ACTIVITY | The full set of records must be returned exactly, character for character.

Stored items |

━━━━━━━━━━━━━━━━━━━━

PR #4329, opened 2020-05-19
Automatically pick searched location to filter imagery

na9da:
### What this PR does

Fixes https://github.com/TerriaJS/terriajs/issues/4320

Modifies difftool so that it will automatically pick a marked position on the map (like from a search result) and filter imagery for that location.

We get the latlng from the search result, but to make the feature request we need to know the tile x, y coordinates and level. We can get x,y from latlng & level using [positionToTileXY](https://cesium.com/docs/cesiumjs-ref-doc/TilingScheme.html#positionToTileXY) api. For `level`, we simply have to use a high enough value supported by the service (some services don't work on low zoom levels). I have hardcoded it to 30 for now.

### Checklist


lib/ReactViews/Tools/DiffTool/DiffTool.tsx
```diff
@@ -362,6 +355,35 @@ class Main extends React.Component<MainPropsType> {
...
+    // imagery at that location
+    const markerLocation = getMarkerLocation(this.props.terria);
+    const sourceItem = this.props.sourceItem;
+    if (
+      this.location === undefined &&
+      markerLocation &&
+      Mappable.is(sourceItem)
+    ) {
+      const part = sourceItem.mapItems.find(p => ImageryParts.is(p));
+      const im = part && ImageryParts.is(part) && part.imageryProvider;
```
soyarsauce: Just realised this now as it's called `im` in various parts of difftool.tsx but it can be confusing for an `ImageryProvider` to be abbreviated to `im`

soyarsauce (changes requested):
Hey @na9da - a few things
- Can you find a way to add a test for this?
- This doesn't seem to filter the location for the 'right side' difference image
- This still tries to auto select your location even if you clear your search marker, e.g.
1. search for a location (e.g. "queensland")
2. clear that result
3. enable difference mode on a delta item
4. observe it still auto-selects your old searched location

lib/ReactViews/Tools/DiffTool/DiffTool.tsx
na9da: Yes! I did it for a cleaner perttier formatting, but it is not worth it :)

na9da:
> Hey @na9da - a few things
> 
>     * Can you find a way to add a test for this?

I gave it a shot but it wasn't rendering properly because of the `reaction` in DiffTool. I think I'll write some tests for this and some other parts of difftool when I'm come back later to implement the changes from user-testing.

> 
>     * This doesn't seem to filter the location for the 'right side' difference image
I couldn't reproduce that. It worked for me.

>     * This still tries to auto select your location even if you clear your search marker, e.g.
Thanks for spotting that. I have fixed it :+1: 

>     1. search for a location (e.g. "queensland")
> 
>     2. clear that result
> 
>     3. enable difference mode on a delta item
> 
>     4. observe it still auto-selects your old searched location

soyarsauce:
https://github.com/TerriaJS/terriajs/issues/4380

soyarsauce:
@na9da to merge next/mobx into this branch, then tag @soyarsauce  - after this is in next, a small tweak will be required to fulfill #4380

soyarsauce:
~@na9da please link the ticket this PR addresses, thanks~
https://github.com/TerriaJS/terriajs/issues/4320

CHANGES.md
```diff
@@ -3,8 +3,14 @@ Change Log
 
 ### MobX Development
 
+#### mobx-next-release (mobx-31)
```
soyarsauce: Bad merge conflict

soyarsauce (approved):
Works well with the exception that there's no UI indicator that the searched location is being loaded in.

lib/ModelMixins/AsyncChartableMixin.ts
```diff
@@ -52,3 +52,13 @@ export default function AsyncChartableMixin<
 
   return AsyncChartableMixin;
 }
+
+namespace AsyncChartableMixin {
+  export interface AsyncChartableMixin
+    extends InstanceType<ReturnType<typeof AsyncChartableMixin>> {}
+  export function isMixedInto(model: any): model is AsyncChartableMixin {
+    return model && model.isChartable;
```
tephenavies, line 60: I don't think this is a great check for AsyncChartableMixin.
The fact that `Chartable.is(model)` and `model.isChartable()` are not about the same thing is odd. I'm not sure `AsyncChartableMixin.isChartable` should exist. It might have been added to match UI existing logic, but we should prefer `Chartable.is(model)`.

I have no better suggestion though.

And I've just realised this comes straight from AsyncMappableMixin, where it was introduced under a `// TODO`: 
https://github.com/TerriaJS/terriajs/commit/5ea77ed4233a6a770f5e4352ee35edd69e8be1a6#diff-3ad2723f358849722e25021da0c6f044R22-R26

lib/ModelMixins/AsyncMappableMixin.ts
```diff
@@ -49,3 +49,13 @@ export default function AsyncMappableMixin<
 
   return AsyncMappableMixin;
 }
+
+namespace AsyncMappableMixin {
+  export interface AsyncMappableMixin
+    extends InstanceType<ReturnType<typeof AsyncMappableMixin>> {}
+  export function isMixedInto(model: any): model is AsyncMappableMixin {
+    return model && model.isMappable;
```
tephenavies, line 57: Ditto

lib/Models/LocationMarkerUtils.ts
```diff
@@ -91,7 +93,24 @@ export function removeMarker(terria: Terria) {
...
   return catalogItem !== undefined && terria.overlays.contains(catalogItem);
 }
+
+export function getMarkerLocation(terria: Terria): LatLonHeight | undefined {
+  const catalogItem = terria.getModelById(CzmlCatalogItem, MARKER_UNIQUE_ID);
+  if (catalogItem === undefined || !terria.overlays.contains(catalogItem)) {
+    return;
+  }
+  const marker = catalogItem.czmlData[1];
+  // @ts-ignore
```
tephenavies, line 107: I'm not a fan of `// @ts-ignore`. It can be broken by changes in indenting because prettier could reflow lines, either ignoring types for more or less code than intended and it's less clear exactly where it's needed than casting `((o as unknown) as MyType)` or using `<any>o`

tephenavies:
I'll add my comments to a new issue

soyarsauce:
> I'll add my comments to a new issue

@steve9164 do it in https://github.com/TerriaJS/terriajs/pull/4515, this was a functional-merge

soyarsauce:
~functional-merge~

meaning merged so that the separate difference features could be incorporated into flow testing

lib/ModelMixins/AsyncMappableMixin.ts
tephenavies: Recorded in https://github.com/TerriaJS/terriajs/issues/4522

lib/ModelMixins/AsyncChartableMixin.ts
tephenavies: Recorded in https://github.com/TerriaJS/terriajs/issues/4522

lib/Models/LocationMarkerUtils.ts
tephenavies: Moved to #4515.

lib/ModelMixins/AsyncChartableMixin.ts
na9da: The change is from another PR and is being addressed in this issue - https://github.com/TerriaJS/terriajs/issues/4522

lib/ModelMixins/AsyncMappableMixin.ts
na9da: The change is from another PR and is being addressed in this issue - #4522

PR #4341, opened 2020-05-25
Convert Clipboard to use styled-components and TS

soyarsauce:
### What this PR does

Update clipboard to use styled-components and Typescript. Forms part of styles rewrite for client-side theming.

I've also changed the exports of Icon.jsx to be more typescript friendly.

### Checklist

-   [x] Test!
-   [x] Only a refactor, no CHANGES.md entry needed


soyarsauce:
@steve9164 please update desc

lib/ReactViews/Icon.jsx
```diff
@@ -141,13 +141,13 @@ export const StyledIcon = styled(Icon)`
...
 
   ${props => props.opacity && `opacity: ${props.opacity};`}
 `;
 
-export default Icon;
-// (?) are these cjs exports for the doc generator?
-module.exports = Icon;
-module.exports.GLYPHS = GLYPHS;
-module.exports.StyledIcon = StyledIcon;
+export default Object.assign(Icon, { GLYPHS });
```
tephenavies, line 155: Export things in only 1 way (using modules). This should fix the mismatch between Typescript type-checking and webpack imports. Ideally sometime we'd export GLYPHS separately to Icon, but it's used so widely that that is best addressed in a separate PR

soyarsauce:
The padding is ever so slightly different to mobx but at least it is now using SC

tephenavies (approved):

PR #4352, opened 2020-05-26
Mobx fix timefilter

na9da:
### What this PR does

Fixes a bug which causes time filter to show for all satellite imagery layers

### Checklist

### DIFF
--- a/CHANGES.md
+++ b/CHANGES.md
@@ -4,7 +4,7 @@ Change Log
 ### MobX Development
 
 #### mobx-next-release (mobx-32)
-* Fixing a regression bug were the time filter is shown for all satellite imagery items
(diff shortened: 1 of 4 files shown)


soyarsauce (approved):
Awesome work Nanda
tl;dr slack discussion
- why not wms yet?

━━━━━━━━━━━━━━━━━━━━

SOLVED EXERCISE |
PR #4329, opened 2020-05-19
Automatically pick searched location to filter imagery

na9da:
### What this PR does

Fixes https://github.com/TerriaJS/terriajs/issues/4320

Modifies difftool so that it will automatically pick a marked position on the map (like from a search result) and filter imagery for that location.

We get the latlng from the search result, but to make the feature request we need to know the tile x, y coordinates and level. We can get x,y from latlng & level using [positionToTileXY](https://cesium.com/docs/cesiumjs-ref-doc/TilingScheme.html#positionToTileXY) api. For `level`, we simply have to use a high enough value supported by the service (some services don't work on low zoom levels). I have hardcoded it to 30 for now.

### Checklist


lib/ReactViews/Tools/DiffTool/DiffTool.tsx
```diff
@@ -362,6 +355,35 @@ class Main extends React.Component<MainPropsType> {
...
+    // imagery at that location
+    const markerLocation = getMarkerLocation(this.props.terria);
+    const sourceItem = this.props.sourceItem;
+    if (
+      this.location === undefined &&
+      markerLocation &&
+      Mappable.is(sourceItem)
+    ) {
+      const part = sourceItem.mapItems.find(p => ImageryParts.is(p));
+      const im = part && ImageryParts.is(part) && part.imageryProvider;
```
soyarsauce: Just realised this now as it's called `im` in various parts of difftool.tsx but it can be confusing for an `ImageryProvider` to be abbreviated to `im`

soyarsauce (changes requested):
Hey @na9da - a few things
- Can you find a way to add a test for this?
- This doesn't seem to filter the location for the 'right side' difference image
- This still tries to auto select your location even if you clear your search marker, e.g.
1. search for a location (e.g. "queensland")
2. clear that result
3. enable difference mode on a delta item
4. observe it still auto-selects your old searched location

lib/ReactViews/Tools/DiffTool/DiffTool.tsx
na9da: Yes! I did it for a cleaner perttier formatting, but it is not worth it :)

na9da:
> Hey @na9da - a few things
> 
>     * Can you find a way to add a test for this?

I gave it a shot but it wasn't rendering properly because of the `reaction` in DiffTool. I think I'll write some tests for this and some other parts of difftool when I'm come back later to implement the changes from user-testing.

> 
>     * This doesn't seem to filter the location for the 'right side' difference image
I couldn't reproduce that. It worked for me.

>     * This still tries to auto select your location even if you clear your search marker, e.g.
Thanks for spotting that. I have fixed it :+1: 

>     1. search for a location (e.g. "queensland")
> 
>     2. clear that result
> 
>     3. enable difference mode on a delta item
> 
>     4. observe it still auto-selects your old searched location

soyarsauce:
https://github.com/TerriaJS/terriajs/issues/4380

soyarsauce:
@na9da to merge next/mobx into this branch, then tag @soyarsauce  - after this is in next, a small tweak will be required to fulfill #4380

soyarsauce:
~@na9da please link the ticket this PR addresses, thanks~
https://github.com/TerriaJS/terriajs/issues/4320

CHANGES.md
```diff
@@ -3,8 +3,14 @@ Change Log
 
 ### MobX Development
 
+#### mobx-next-release (mobx-31)
```
soyarsauce: Bad merge conflict

soyarsauce (approved):
Works well with the exception that there's no UI indicator that the searched location is being loaded in.

lib/ModelMixins/AsyncChartableMixin.ts
```diff
@@ -52,3 +52,13 @@ export default function AsyncChartableMixin<
 
   return AsyncChartableMixin;
 }
+
+namespace AsyncChartableMixin {
+  export interface AsyncChartableMixin
+    extends InstanceType<ReturnType<typeof AsyncChartableMixin>> {}
+  export function isMixedInto(model: any): model is AsyncChartableMixin {
+    return model && model.isChartable;
```
tephenavies, line 60: I don't think this is a great check for AsyncChartableMixin.
The fact that `Chartable.is(model)` and `model.isChartable()` are not about the same thing is odd. I'm not sure `AsyncChartableMixin.isChartable` should exist. It might have been added to match UI existing logic, but we should prefer `Chartable.is(model)`.

I have no better suggestion though.

And I've just realised this comes straight from AsyncMappableMixin, where it was introduced under a `// TODO`: 
https://github.com/TerriaJS/terriajs/commit/5ea77ed4233a6a770f5e4352ee35edd69e8be1a6#diff-3ad2723f358849722e25021da0c6f044R22-R26

lib/ModelMixins/AsyncMappableMixin.ts
```diff
@@ -49,3 +49,13 @@ export default function AsyncMappableMixin<
 
   return AsyncMappableMixin;
 }
+
+namespace AsyncMappableMixin {
+  export interface AsyncMappableMixin
+    extends InstanceType<ReturnType<typeof AsyncMappableMixin>> {}
+  export function isMixedInto(model: any): model is AsyncMappableMixin {
+    return model && model.isMappable;
```
tephenavies, line 57: Ditto

lib/Models/LocationMarkerUtils.ts
```diff
@@ -91,7 +93,24 @@ export function removeMarker(terria: Terria) {
...
   return catalogItem !== undefined && terria.overlays.contains(catalogItem);
 }
+
+export function getMarkerLocation(terria: Terria): LatLonHeight | undefined {
+  const catalogItem = terria.getModelById(CzmlCatalogItem, MARKER_UNIQUE_ID);
+  if (catalogItem === undefined || !terria.overlays.contains(catalogItem)) {
+    return;
+  }
+  const marker = catalogItem.czmlData[1];
+  // @ts-ignore
```
tephenavies, line 107: I'm not a fan of `// @ts-ignore`. It can be broken by changes in indenting because prettier could reflow lines, either ignoring types for more or less code than intended and it's less clear exactly where it's needed than casting `((o as unknown) as MyType)` or using `<any>o`

tephenavies:
I'll add my comments to a new issue

soyarsauce:
> I'll add my comments to a new issue

@steve9164 do it in https://github.com/TerriaJS/terriajs/pull/4515, this was a functional-merge

soyarsauce:
~functional-merge~

meaning merged so that the separate difference features could be incorporated into flow testing

lib/ModelMixins/AsyncMappableMixin.ts
tephenavies: Recorded in https://github.com/TerriaJS/terriajs/issues/4522

lib/ModelMixins/AsyncChartableMixin.ts
tephenavies: Recorded in https://github.com/TerriaJS/terriajs/issues/4522

lib/Models/LocationMarkerUtils.ts
tephenavies: Moved to #4515.

lib/ModelMixins/AsyncChartableMixin.ts
na9da: The change is from another PR and is being addressed in this issue - https://github.com/TerriaJS/terriajs/issues/4522

lib/ModelMixins/AsyncMappableMixin.ts
na9da: The change is from another PR and is being addressed in this issue - #4522

PR #4341, opened 2020-05-25
Convert Clipboard to use styled-components and TS

soyarsauce:
### What this PR does

Update clipboard to use styled-components and Typescript. Forms part of styles rewrite for client-side theming.

I've also changed the exports of Icon.jsx to be more typescript friendly.

### Checklist

-   [x] Test!
-   [x] Only a refactor, no CHANGES.md entry needed


soyarsauce:
@steve9164 please update desc

lib/ReactViews/Icon.jsx
```diff
@@ -141,13 +141,13 @@ export const StyledIcon = styled(Icon)`
...
 
   ${props => props.opacity && `opacity: ${props.opacity};`}
 `;
 
-export default Icon;
-// (?) are these cjs exports for the doc generator?
-module.exports = Icon;
-module.exports.GLYPHS = GLYPHS;
-module.exports.StyledIcon = StyledIcon;
+export default Object.assign(Icon, { GLYPHS });
```
tephenavies, line 155: Export things in only 1 way (using modules). This should fix the mismatch between Typescript type-checking and webpack imports. Ideally sometime we'd export GLYPHS separately to Icon, but it's used so widely that that is best addressed in a separate PR

soyarsauce:
The padding is ever so slightly different to mobx but at least it is now using SC

tephenavies (approved):

PR #4352, opened 2020-05-26
Mobx fix timefilter

na9da:
### What this PR does

Fixes a bug which causes time filter to show for all satellite imagery layers

### Checklist

### DIFF
--- a/CHANGES.md
+++ b/CHANGES.md
@@ -4,7 +4,7 @@ Change Log
 ### MobX Development
 
 #### mobx-next-release (mobx-32)
-* Fixing a regression bug were the time filter is shown for all satellite imagery items
(diff shortened: 1 of 4 files shown)


soyarsauce (approved):
Awesome work Nanda
tl;dr slack discussion
- why not wms yet?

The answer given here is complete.